Como auditar recursos em múltiplos ambientes Microsoft utilizando serviços da AWS

Por Neuton Assis, Enterprise Solutions Architect, AWS WWCS

Efetuar auditoria dos mais diversos recursos de uma organização demanda esforço. O desafio aumenta quando tentamos centralizar esses registros de auditoria, buscando obter uma observabilidade e controles centralizados, visando sustentar as tomadas de decisão, sejam elas automatizadas ou manuais.

Nesta postagem, vamos apresentar como é possível utilizar os serviços da AWS para auditar importantes recursos em um ambiente híbrido de workloads Microsoft, centralizando o fluxo de entrada de eventos e aplicando processo de ETL para geração de logs padronizados. Os logs padronizados são enviados para um serviço de análise de dados, que permite a retenção pelo período desejado e a criação de dashboards personalizados, permitindo uma visão centralizada do ambiente.

Visão geral da solução

O cenário de ambiente auditado que será apresentado é composto por:

• Uma floresta do Active Directory representando o ambiente on-premises, com um controlador de domínio hospedado em uma instância do serviço Amazon EC2.
• AWS Managed AD, um serviço de diretório gerenciado da AWS para o Microsoft Active Directory.
• Amazon FSx para Windows File Server, um serviço de armazenamento de arquivos totalmente gerenciado da AWS, compatível com Windows File Server.

Visão da arquitetura

Passos que serão apresentados

Neste blog, iremos demonstrar os seguintes tópicos:

• Configuração do domínio on-premises do Active Directory
• Criação de uma instância do AWS Managed Microsoft AD
• Configuração do Amazon FSx
• Configuração do Amazon OpenSearch Service
• Configuração da coleta de eventos
• Criação de dashboard no Amazon OpenSearch Dashboards
• Conclusão

Pré-requisitos

Para criação deste ambiente, você precisará de:

• Uma conta ativa na nuvem da AWS
• Conhecimento técnico em administração do Active Directory
• Conexão de rede entre seu ambiente e a sua conta na nuvem AWS

Caso ainda não tenha uma conexão rede entre o ambiente on-premises e a rede virtual da sua conta na nuvem, veja como estabelecer uma conexão de VPN com sua conta na AWS, a fim de estabelecer uma conexão de rede entre os dois ambientes.

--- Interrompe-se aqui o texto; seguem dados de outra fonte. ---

PR #40, opened 2016-11-07
Rename final_name -> name in config/final.yml

dpb587:
The field is already in a file named "final" and we no longer need to differentiate from a dev name.

Backwards incompatible.

Thoughts?

### DIFF
--- a/acceptance/assets/sample-release/config/final.yml
+++ b/acceptance/assets/sample-release/config/final.yml
@@ -1,2 +1,2 @@
 ---
-final_name: sample-release
+name: sample-release
--- a/releasedir/fs_config.go
+++ b/releasedir/fs_config.go
@@ -9,7 +9,7 @@ import (
 /*
 # final.yml
 ---
-final_name: cf
+name: cf
 min_cli_version: 1.5.0.pre.1001
 blobstore:
   provider: s3
@@ -29,7 +29,7 @@ type FSConfig struct {
 }
 
 type fsConfigPublicSchema struct {
-	FinalName string                   `yaml:"final_name"`
+	Name      string                   `yaml:"name"`
 	Blobstore fsConfigSchema_Blobstore `yaml:"blobstore,omitempty"`
 }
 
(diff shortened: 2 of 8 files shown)


voelzmo:
I like it. If we're not doing this now, we're doing this never :)
One suggestions: Can we create a script that migrates releases to work with this cli? So far, it would probably contain
* https://github.com/cloudfoundry/bosh-cli#yaml-encoding-issues
* removing possible symlinks in `blobs`
* now moving `final_name` to `name`
* ???

cppforlife:
i like it but it will break basic flow for older releases: git clone, bosh create-release, bosh upload-release.

i think we should make it backwards compatible by reading both names and falling back.

reset-release has been getting pretty close to becoming migration tool. it could be enhanced with rencoding and renaming.

voelzmo:
@cppforlife the flow for old releases is already broken, right? 
* If you have links in your `blobs` folder, it fails
  * you have to delete the folder and re-download blobs
* If you have binary format in the .yml files, it fails
  * you have to run the script linked in the readme
* If you have 'old-style' format for blobstore configuration in `config/final.yml` or `config/private.yml` it fails
  * you have to adapt those files manually
* Other existing things like `.dev_releases` or `config/dev_release.yml`(?) should also be removed as they're useless (not sure if harmful)

Sound like a pretty good case for a migration tool. WDYT?

dpb587:
Updated for backwards compatible, and rebased.

voelzmo:
Nor sure if I like backward-compatible logic in there. Shouldn't we error our and tell people to use a migration command first?

dpb587:
Since it was a fairly minimal change for backwards-compatibility, I thought
it was worth the improved UX when users clone older repos like Dmitriy
mentioned. A bit nicer for them to not have to worry and have local
modifications just to create a release, especially when they'll eventually
pull and then have some indecipherable merge conflicts later.

I still think a single migration command or reset-release which includes
this migration is a good idea.

Still not a fan?

On Mon, Nov 14, 2016 at 01:16 Marco Voelz <notifications@github.com> wrote:

Nor sure if I like backward-compatible logic in there. Shouldn't we error
our and tell people to use a migration command first?

—
You are receiving this because you authored the thread.
Reply to this email directly, view it on GitHub
<https://github.com/cloudfoundry/bosh-cli/pull/40#issuecomment-260284552>,
or mute the thread

cppforlife:
> the flow for old releases is already broken, right?

@voelzmo not quite. if new user comes in and clones the repo, it will work ok for them (only base64 will cause problems).

voelzmo:
@cppforlife you're right the complete happy-path still works even with the new cli. All other cases (as stated above) are broken.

Configure o domínio on-premises do Active Directory

Para o cenário apresentado, é necessário que você tenha previamente o ambiente on-premises e também sua extensão híbrida na nuvem AWS, que é o controlador de domínio em uma Amazon EC2, que faz parte do domínio on-premises. Caso contrário, crie uma instância apropriada de Windows Server no serviço Amazon EC2, ingresse o servidor no domínio on-premises e promova-o em seguida a um controlador de domínio.

Adicionalmente, crie registros de resolução de nomes no Amazon Route 53 Resolver, a fim de tornar possível a comunicação via DNS entre os diferentes domínios que você decidir.

Será necessário também criar um Group Policy Object ou Objeto de Política de Grupo (GPO) com as configurações de auditoria requeridas e aplicar sobre os controladores de domínio (OU Domain Controllers). Desta forma, as políticas de segurança locais de cada controlador serão habilitadas conforme requerido e o servidor estará apto a gerar eventos de auditoria quando ações forem realizadas no serviço de diretório.

Crie uma GPO e habilite as categorias de evento relacionadas ao serviço de diretório e objetos que deseja gerenciar. Veja os detalhes sobre como planejar e implantar alterações nas configurações de auditoria, baseado nas orientações da Microsoft.

Veja os detalhes do propósito de cada item das categorias em Configurações de Política de Auditoria de Segurança Avançada.

Para esta demonstração, foram habilitadas as categorias mencionadas na imagem abaixo:

A árvore de objetos do AD possui uma configuração de auditoria específica, semelhante às configurações possíveis de serem realizadas em uma estrutura de pastas. Identifique e aplique as configurações de auditoria que melhor se aplica ao seu caso de uso.

Para alterar seguindo as configurações de exemplo que utilizamos para esta demonstração, abra o ADSIEdit em um controlador de domínio e faça as alterações, conforme apresentadas abaixo:

1. Na raiz do domínio, clique com o botão direito do mouse e selecione “Properties”, ou o equivalente no idioma configurado.

2. Selecione a aba “Security” e clique no botão “Advanced”, depois selecione a aba “Auditing” e clique no botão “Add”.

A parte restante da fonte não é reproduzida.